Dáil debates

Thursday, 3 September 2020

Ceisteanna ó Cheannairí - Leaders' Questions

 

10:40 am

Photo of Eamon RyanEamon Ryan (Dublin Bay South, Green Party) | Oireachtas source

I assure the Deputy that the Government is working collectively, and in my mind coherently, not just in managing the Covid crisis but in every aspect of the economic crisis that comes with it and across every brief. The Deputy is correct that Covid is first and foremost, because it is the essential crisis we have to manage. I am confident that the HSE is managing and has the capability in the testing and tracing regime we need for this country. That capability needs some flexibility within it to increase to 100,000 tests per week and flexibility so that if the testing needs to be ramped up for a particular outbreak, that can be done.
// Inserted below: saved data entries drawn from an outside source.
PR #1839, opened 2023-09-19
pyproject.toml: add `packaging` to dep list

masenf:
This is used in prerequisites to compare node and bun versions.

Previously we were picking up this dep via `plotly`, which is no longer installed by default.


picklelo (approved):
nice catch

PR #2010, opened 2023-10-20
Improve Var type handling for better rx.Model attribute access

### LINKED ISSUE #1814: rx.foreach Union support
In my app I'm trying to use an union to hold slightly different classes (common base members but extra members) and using rx.foreach to try to display those entities. If I specify the union, the foreach component won't run, citing :

```AttributeError: The State var `_` has no attribute 'MY_ATTRIBUTE' or may have been annotated wrongly.```

I've tried to simply make these classes inherit from a single class but I of course cannot access the other members not from the class.

Could I request support for unions for rx.foreach? Would it be hard to implement?
Edit: One option would be to provide a way of specifying a render_fn per type and a default one?

My example setup:

```python
from pydantic import Field
import reflex as rx

class Reaction1(rx.Model):
    reaction: str = Field("instant", const=True)

class Reaction2(rx.Model):
    reaction: str = Field("delay", const=True)
    delay: int = Field(default=20)

ReactionTypes = Reaction1 | Reaction2

reaction_list: list[ReactionTypes] = [
    Reaction1(**{"reaction": "instant"}),
    Reaction2(**{"reaction": "delay", "delay": 40}),
]

class State(rx.State):

    @rx.var
    def reaction_list(self) -> list[ReactionTypes]:
        return reaction_list
    
def show_entry(entry: ReactionTypes) -> rx.Component:
    if isinstance(entry, Reaction2):
        return rx.hstack(
            rx.text(entry.reaction),
            rx.text(f"delay: {entry.delay}"),
        )
    else:
        return rx.text(entry.reaction)
        
def index() -> rx.Component:
    return rx.vstack(
        rx.foreach(
            State.reaction_list,
            show_entry,
        ),
    )


app = rx.App()
app.add_page(index)
app.compile()

```

masenf:
Support accessing relationship attributes on Models

Support accessing all possible attributes when Var is annotated as a Union (fix #1814)

Use null coalescing when the var is Optional or has a default value of None

`reflex.utils.types.is_union` supports new style `UnionType` on py3.10


tests/test_state.py
```diff
@@ -2182,3 +2182,52 @@ class MutableResetState(State):
...
+
+    c2: Optional[Custom2] = None
+    c2r: Custom2
+
+
+def test_state_union_optional():
+    """Test that state can be defined with Union and Optional vars."""
+
+    class UnionState(State):
+        int_float: Union[int, float] = 0
```
masenf, line 2211: I don't think other Var operations are prepared to handle bare Union types...

reflex/utils/types.py
```diff
@@ -85,7 +87,58 @@ def is_literal(cls: GenericType) -> bool:
...
+    Args:
+        cls: The class to check.
+
+    Returns:
+        Whether the class is an Optional.
+    """
+    return is_union(cls) and type(None) in get_args(cls)
+
+
+def can_access_attribute(cls: GenericType, name: str) -> GenericType | None:
```
picklelo, line 105: Rename function since it doesn't return a bool

reflex/utils/types.py
```diff
@@ -85,7 +87,58 @@ def is_literal(cls: GenericType) -> bool:
...
+    Supports pydantic models, unions, and annotated attributes on rx.Model.
+
+    Args:
+        cls: The class to check.
+        name: The name of the attribute to check.
+
+    Returns:
+        The type of the attribute, if accessible, or None
+    """
+    from ..model import Model
```
picklelo, line 117: `from reflex.model import Model`

reflex/utils/types.py
```diff
@@ -85,7 +87,58 @@ def is_literal(cls: GenericType) -> bool:
...
+            type_ = hints[name]
+            if isinstance(type_, ModelField):
+                return type_.type_
+            return type_
+    elif is_union(cls):
+        # check in each arg of the annotation
+        for arg in get_args(cls):
+            type_ = can_access_attribute(arg, name)
+            if type_ is not None:
+                return type_
```
picklelo, line 141: Add `return None`

picklelo (approved):

PR #2012, opened 2023-10-21
Support Form controls via name attribute (no ID or ref)

### LINKED ISSUE #2074: Short-hand for clearing a form after submitting
Please create an alternative method that can set all the elements inside a form to "" after the on_submit takes place.

We used reflex in CalHacks 10.0, and this is one of the enhancements we think would be great!

masenf:
Dynamic refs / ids don't really work... but dynamic `name` is not a problem!

```python
import reflex as rx


class State(rx.State):
    n_fields: int = 0
    grid: int = 1

    def handle_submit(self, form_data: dict):
        print(form_data)

    def add_field(self):
        self.n_fields += 1

    def add_grid(self):
        self.grid += 1


def index() -> rx.Component:
    return rx.vstack(
        rx.form(
            rx.input(id="text", placeholder="text"),
            #rx.input(name="text", placeholder="text"),
            rx.pin_input(id="pin", length=4),
            rx.input(name="foo", placeholder="foo"),
            rx.button("+", on_click=State.add_field),
            rx.box(
                rx.foreach(
                    rx.Var.range(State.n_fields),
                    lambda i: rx.input(name=f"field_{i}", placeholder=f"field {i}", key=i)
                ),
                width="70vw",
            ),
            rx.button("+", on_click=State.add_grid),
            rx.responsive_grid(
                rx.foreach(
                    rx.Var.range(State.grid),
                    lambda i: rx.foreach(
                        rx.Var.range(State.grid),
                        lambda j: rx.input(
                            name=f"grid_{i}_{j}", placeholder=f"grid {i} {j}", key=f"{i}_{j}", width="4em",
                        ),
                    ),
                ),
                columns=[State.grid],
            ),
            rx.button("Submit", type_="submit"),
            reset_on_submit=True,
        ),
    )


app = rx.App()
app.add_page(index)
app.compile()
```

This PR adds a custom handleSubmit function that all forms will use, which pre-processes the fields present in the submit event via `FormData` API. It combines the form data with the ref data, allowing both methods to interoperate without breaking any existing code.

New form-based code should prefer to use the "name" attribute to avoid the overhead of using refs for no specific gain (unless focus or value setting is required).

Closes #2074


masenf:
The new `FormSubmitName` app compiles this component

```javascript
  const form_state = useContext(StateContext);
  const router = useRouter();
  const [colorMode, toggleColorMode] = useContext(ColorModeContext);
  const focusRef = useRef();

  // Main event loop.
  const [addEvents, connectError] = useContext(EventLoopContext);

  // Set focus to the specified element.
  useEffect(() => {
    if (focusRef.current) {
      focusRef.current.focus();
    }
  });

  // Route after the initial page hydration.
  useEffect(() => {
    const change_complete = () => addEvents(initialEvents());
    router.events.on("routeChangeComplete", change_complete);
    return () => {
      router.events.off("routeChangeComplete", change_complete);
    };
  }, [router]);

  const handleSubmitrxvpfysf = useCallback((ev) => {
    const $form = ev.target;
    ev.preventDefault();
    const form_data = {
      ...Object.fromEntries(new FormData($form).entries()),
      ...{},
    };

    addEvents([Event("form_state.form_submit", { form_data: form_data })]);

    if (false) {
      $form.reset();
    }
  });

  const ref_token = useRef(null);
  refs["ref_token"] = ref_token;

  return (
    <Fragment>
      <Fragment>
        {isTrue(connectError !== null) ? (
          <Fragment>
            <Modal isOpen={connectError !== null}>
              <ModalOverlay>
                <ModalContent>
                  <ModalHeader>{`Connection Error`}</ModalHeader>
                  <ModalBody>
                    <Text>
                      {`Cannot connect to server: `}
                      {connectError !== null ? connectError.message : ""}
                      {`. Check if server is reachable at `}
                      {getEventURL().href}
                    </Text>
                  </ModalBody>
                </ModalContent>
              </ModalOverlay>
            </Modal>
          </Fragment>
        ) : (
          <Fragment />
        )}
      </Fragment>
      <VStack sx={{ height: "100vh" }}>
        <Input
          id={`token`}
          isReadOnly={true}
          ref={ref_token}
          type={`text`}
          value={form_state.router.session.client_token}
        />
        <Box action={`/invalid`} as={`form`} onSubmit={handleSubmitrxvpfysf}>
          <VStack>
            <Input name={`name_input`} type={`text`} />
            <HStack>
              <PinInput length={4} name={`pin_input`}>
                {Array(4)
                  .fill(0)
                  .map((_, eavcvpyd) => (
                    <PinInputField
                      index={eavcvpyd}
                      key={eavcvpyd}
                      name={`pin_input-${eavcvpyd}`}
                    />
                  ))}
              </PinInput>
            </HStack>
            <NumberInput name={`number_input`}>
              <NumberInputField />
              <NumberInputStepper>
                <NumberIncrementStepper />
                <NumberDecrementStepper />
              </NumberInputStepper>
            </NumberInput>
            <Checkbox name={`bool_input`} value={true} />
            <Switch name={`bool_input2`} value={true} />
            <Checkbox name={`bool_input3`} value={true} />
            <Switch name={`bool_input4`} value={true} />
            <Slider name={`slider_input`}>
              <SliderTrack>
                <SliderFilledTrack />
              </SliderTrack>
              <SliderThumb />
            </Slider>
            <RangeSlider name={`range_input`}>
              <RangeSliderTrack>
                <RangeSliderFilledTrack />
              </RangeSliderTrack>
              <RangeSliderThumb index={0} />
              <RangeSliderThumb index={1} />
            </RangeSlider>
            <RadioGroup name={`radio_input`}>
              <Radio value={`option1`}>{`option1`}</Radio>
              <Radio value={`option2`}>{`option2`}</Radio>
            </RadioGroup>
            <Select name={`select_input`}>
              <option value={`option1`}>{`option1`}</option>
              <option value={`option2`}>{`option2`}</option>
            </Select>
            <Textarea name={`text_area_input`} />
            <DebounceInput
              debounceTimeout={0}
              element={Input}
              name={`debounce_input`}
              onChange={(_e0) =>
                addEvents(
                  [Event("_console", { message: _e0.target.value })],
                  _e0,
                )
              }
              type={`text`}
            />
            <Button type={`submit`}>{`Submit`}</Button>
          </VStack>
        </Box>
        <Spacer />
      </VStack>
      <NextHead>
        <title>{`Reflex App`}</title>
        <meta content={`A Reflex app.`} name={`description`} />
        <meta content={`favicon.ico`} property={`og:image`} />
      </NextHead>
    </Fragment>
  );
}
```

reflex/utils/format.py
```diff
@@ -625,3 +625,25 @@ def unescape_double_quotes_in_var(m: re.Match) -> str:
         string=value,
         flags=re.VERBOSE,
     )
+
+
+def collect_form_dict_names(form_dict: dict[str, Any]) -> dict[str, Any]:
+    """Collapse keys with consecutive suffixes into a single list value.
+
+    Seprators dash and underscore are removed, unless this would overwrite an existing key.
```
picklelo, line 633: typo: Separators

reflex/vars.py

Last week, 58,000 tests were carried out, many of which systematically targeted the key areas where we have to protect the most vulnerable, such as nursing homes, which are a key source of the problems, or the likes of meat plants, where the key element is the focus of that testing. There are 200 contact tracing staff in place and the turnaround time, as I understand it, from referral to the giving of the test result, has fallen from three days to 2.2 days. We need to push that further and we cannot rest on our laurels, but I believe that the HSE is managing, and can manage and deliver, the testing and tracing regime we need.
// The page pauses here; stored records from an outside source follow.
PR #2016, opened 2023-10-22
CLI switch to prod server

martinxu9:
### All Submissions:

### Type of change

### New Feature Submission:

### Changes To Core Features:

- CLI commands switch to prod server for hosting service.
- Refactor hosting constants, moving those only internal to hosting service to the same file.
- Streamline the login and check authentication in all the hosting service commands. If current config is invalid, run the workflow to let user authenticate (on web) again.
- Add a command to show the supported regions in hosting service: `reflex deployments regions` a call to public endpoint
- Add an option to include sqlite db file when `backend_exclude_sqlite_db_files == True` in deploy command.


reflex/config.py
```diff
@@ -190,6 +190,11 @@ class Config:
     # The rxdeploy url.
     rxdeploy_url: Optional[str] = None
 
+    # The hosting service backend URL.
+    cp_backend_url: str = constants.Hosting.CP_BACKEND_URL
+    # The hosting service frontend URL.
+    cp_web_url: str = constants.Hosting.CP_WEB_URL
```
masenf, line 196: what users are expected to configure these knobs?

reflex/utils/hosting.py
```diff
@@ -790,14 +814,17 @@ async def get_logs(
                         row_json["timestamp"] = convert_to_local_time(
                             row_json["timestamp"]
                         )
+                    for k, v in row_json.items():
+                        if v is None:
+                            row_json[k] = str(v)
```
masenf, line 819: generally should avoid modifying the dict during iteration, prefer a comprehension here

```python
row_json_w_str = {
    k: v
    for k, v in row_json.items()
    if v is not None
}
```

reflex/utils/hosting.py
```diff
@@ -19,32 +19,55 @@
 
 from reflex import constants
 from reflex.base import Base
+from reflex.config import get_config
 from reflex.utils import console
 
+config = get_config()
+# Endpoint to create or update a deployment
+POST_DEPLOYMENTS_ENDPOINT = f"{config.cp_backend_url}/deployments"
```
masenf, line 27: this sort of thing makes me a little nervous because `get_config()` can return a different object during the lifetime of the process, however once this module is imported, the constants are stuck with whatever values were provided in the config at import time.

i don't think it's a problem now, but if we wanted to expose `cp_backend_url` as a command line flag (for example), then we'd have some more complex refactoring in this module to deal with the fact that the config when imported isn't actually the config we wanted to use.

masenf (approved):
Good clean up and consolidation of the auth token code. No serious complaints here, but a few comments.

picklelo (approved):

reflex/config.py
martinxu9: not really. Nikhil just mentioned this to me in person too. Since our docs are auto generated, these will show up there. Having them here is mainly for internally we can easily change the endpoint to staging and dev for testing instead of having a separate branch with code changes. I guess we could leave them or add comments there are internal use only. Users do not need to set them?

reflex/utils/hosting.py
martinxu9: ah, how about I just create a new one then. I still need the None to be printed. For some reason, the tabulate package is dumb enough to trip over a value being None. Skipping likely causes problem, because it's a table, column numbers need to match.

martinxu9: fixed in https://github.com/reflex-dev/reflex/pull/2016/commits/02d95ffbbb4b0544cd7c315204041d151e1ca458

masenf (approved):

PR #2017, opened 2023-10-22
[Experimental] component as props for IconButton

Lendemor:
Only accept static component because we still need to define the imports during compilation time.

```python
rx.icon_button(icon=rx.icon(tag="add"))
```

### DIFF
--- a/reflex/components/component.py
+++ b/reflex/components/component.py
@@ -20,6 +20,7 @@ from reflex.event import (
 )
 from reflex.style import Style
 from reflex.utils import console, format, imports, types
+from reflex.utils.serializers import serializer
 from reflex.vars import BaseVar, ImportVar, Var
 
 
@@ -966,3 +967,17 @@ class NoSSRComponent(Component):
             else ""
         )
         return "".join((library_import, mod_import, opts_fragment))
+
+
+# We need to define it here instead of inside serializers.py to avoid circular import.
+@serializer
+def serialize_component(comp: Component):
+    """Serialize a component.
+
+    Args:
+        comp: The component to serialize.
+
+    Returns:
+        The serialized component.
+    """
+    return str(comp)
--- a/reflex/components/forms/iconbutton.py
+++ b/reflex/components/forms/iconbutton.py
@@ -1,6 +1,8 @@
 """An icon button component."""
 
+from reflex.components.component import Component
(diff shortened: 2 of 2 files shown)


masenf (commented):
This is cool! Would it be possible to set a component var in State now?

The private attr in Component makes me a bit nervous, we should add a test to verify that is actually a per-instance value with no bleed over between instances.

Lendemor:
I did test setting a component as var in the State, sadly it doesn't work, for two reason: 

1. Since a var State value will be determined at runtime, we can't find the import that will be needed (they must be written during compilation time.
2. Even when the import is present, the Component set inside the state var is not evaluated correctly.

I don't know if it's definitely impossible or if I'm missing some React knowledge to make it work though.

ElijahAhianyo:
> I did test setting a component as var in the State, sadly it doesn't work, for two reason:
> 
> 1. Since a var State value will be determined at runtime, we can't find the import that will be needed (they must be written during compilation time.
> 2. Even when the import is present, the Component set inside the state var is not evaluated correctly.
> 
> I don't know if it's definitely impossible or if I'm missing some React knowledge to make it work though.

I havent thought this well through but perhaps we can construct the imports dynamically at runtime using [dynamic imports](https://www.w3docs.com/learn-javascript/dynamic-imports.html) and since we know the component we should be able to extract the import paths. There could be some pitfalls I haven't thought through though.

Lendemor:
> > I did test setting a component as var in the State, sadly it doesn't work, for two reason:
> > 
> > 1. Since a var State value will be determined at runtime, we can't find the import that will be needed (they must be written during compilation time.
> > 2. Even when the import is present, the Component set inside the state var is not evaluated correctly.
> > 
> > I don't know if it's definitely impossible or if I'm missing some React knowledge to make it work though.
> 
> I havent thought this well through but perhaps we can construct the imports dynamically at runtime using [dynamic imports](https://www.w3docs.com/learn-javascript/dynamic-imports.html) and since we know the component we should be able to extract the import paths. A problem I see may be constructing the JSX

This might be possible, though I see this as a separate PR later on that we can add.
Constructing dynamic import should not be too hard, but constructing the React component from a state value might be a tad more complicated.

I'm closing this PR since #2124 has the proper implementation of this feature.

With regard to aviation and airports, it is a difficult balancing act between protecting lives and protecting livelihoods. Aviation and international travel are part of protecting livelihoods in this country because, as a small, open island economy, we need connectivity to other countries. To date, judging from the health data, the level of the virus coming in from international travel is very low, but we have to maintain vigilance and not necessarily just open back up, with everybody travelling again. There was valid advice from the health system to try to minimise travel and contact, but the Government now has to start preparing for the next six, nine or 18 months - a medium-term approach - where, in the absence of a vaccine, we have to manage the virus.
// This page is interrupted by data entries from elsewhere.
PR #2019, opened 2023-10-23
Improve Event handler Error message

ElijahAhianyo:
When the number of arguments of an event handler is not the same as that of when its been invoked, we throw an error which doesn't easily tell where the issue is from. We can use `__qualname__` to get a more accurate path and propagate the error to the component class level to tell what component has triggered the said error

### DIFF
--- a/reflex/components/component.py
+++ b/reflex/components/component.py
@@ -268,8 +268,8 @@ class Component(Base, ABC):
                         event = call_event_handler(v, arg_spec)  # type: ignore
                     except ValueError as err:
                         raise ValueError(
-                            str(err) + f" defined in the `{type(self).__name__}` component"
-                        )
+                            f" {str(err)} defined in the `{type(self).__name__}` component"
+                        ) from err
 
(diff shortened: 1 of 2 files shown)


reflex/components/component.py
```diff
@@ -264,7 +264,12 @@ def _create_event_chain(
             for v in value:
                 if isinstance(v, EventHandler):
                     # Call the event handler to get the event.
-                    event = call_event_handler(v, arg_spec)  # type: ignore
+                    try:
+                        event = call_event_handler(v, arg_spec)  # type: ignore
+                    except ValueError as err:
+                        raise ValueError(
+                            f" {str(err)} defined in the `{type(self).__name__}` component"
```
masenf, line 271:
```suggestion
                            f" {err} defined in the `{type(self).__name__}` component"
```

the `str` is not necessary

masenf (dismissed):

masenf (approved):

PR #2023, opened 2023-10-24
Generate state delta from processed state instance

masenf:
When using redis with background tasks, the background task can generate state updates that are persisted in redis, but are never updated back in the instance of the state that was used to initiate the background task (`async with self` only updates the state instance present in the wrapper).

Since `_process_event` is called against this instance of the state that isn't used for processing, it will likely be out of date, if the background task changed anything.

With this fix, `_process_event` uses the instance of the `State` (actually a `StateProxy`) that ran the background task to determine the delta to send back from the client, instead of `self` (the not-updated instance of the state retrieved from redis as the event was started).

`StateProxy.__setattr__` logic that determines whether an attribute can be set on the state was updated for readability and to explicitly ignore `get_skip_vars`, which are not persisted to redis. Since these values are not in redis, they are really only per-instance attributes and do not need locking/sync since they only matter in the context of the instance and anyone holding a reference to a specific instance will see the changes immediately without the possibility of data race.

Fix REF-989

Added a test case which reproduces the issue seen in lorem-stream when running with redis.

### DIFF
--- a/reflex/state.py
+++ b/reflex/state.py
@@ -963,14 +963,19 @@ class State(Base, ABC, extra=pydantic.Extra.allow):
         Returns:
             The valid StateUpdate containing the events and final flag.
         """
+        # get the delta from the root of the state tree
+        state = self
+        while state.parent_state is not None:
+            state = state.parent_state
+
         token = self.router.session.client_token
 
         # Convert valid EventHandler and EventSpec into Event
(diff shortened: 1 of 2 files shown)


picklelo (approved):
Nice catch - will try to redeploy the lorem app today with @tgberkeley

Within that, we will have to manage international travel. The Government will present a new medium-term Covid plan on 14 September that will include a planned approach allowing for connectivity. At a meeting yesterday with my departmental officials who are working with the Department of Health and the Department of the Taoiseach, I asked them to look, as we have said we would, at international experience, such as where other countries require testing arrangements for air travel that may reduce the risk of increased air travel and that may allow us, in certain instances, to waive the requirement for a 14-day restriction on movement when someone comes here. We have set up - my Department was helpful in this regard - the electronic register and contact tracing system, which will be an important part of that.

On the Deputy's third point, I absolutely accept the need for transparency and openness in respect of all the figures. At the same time, we have to be careful that if we had complete transparency, there could be stigmatisation of certain communities where the virus might exist. We have to avoid that while still providing transparency.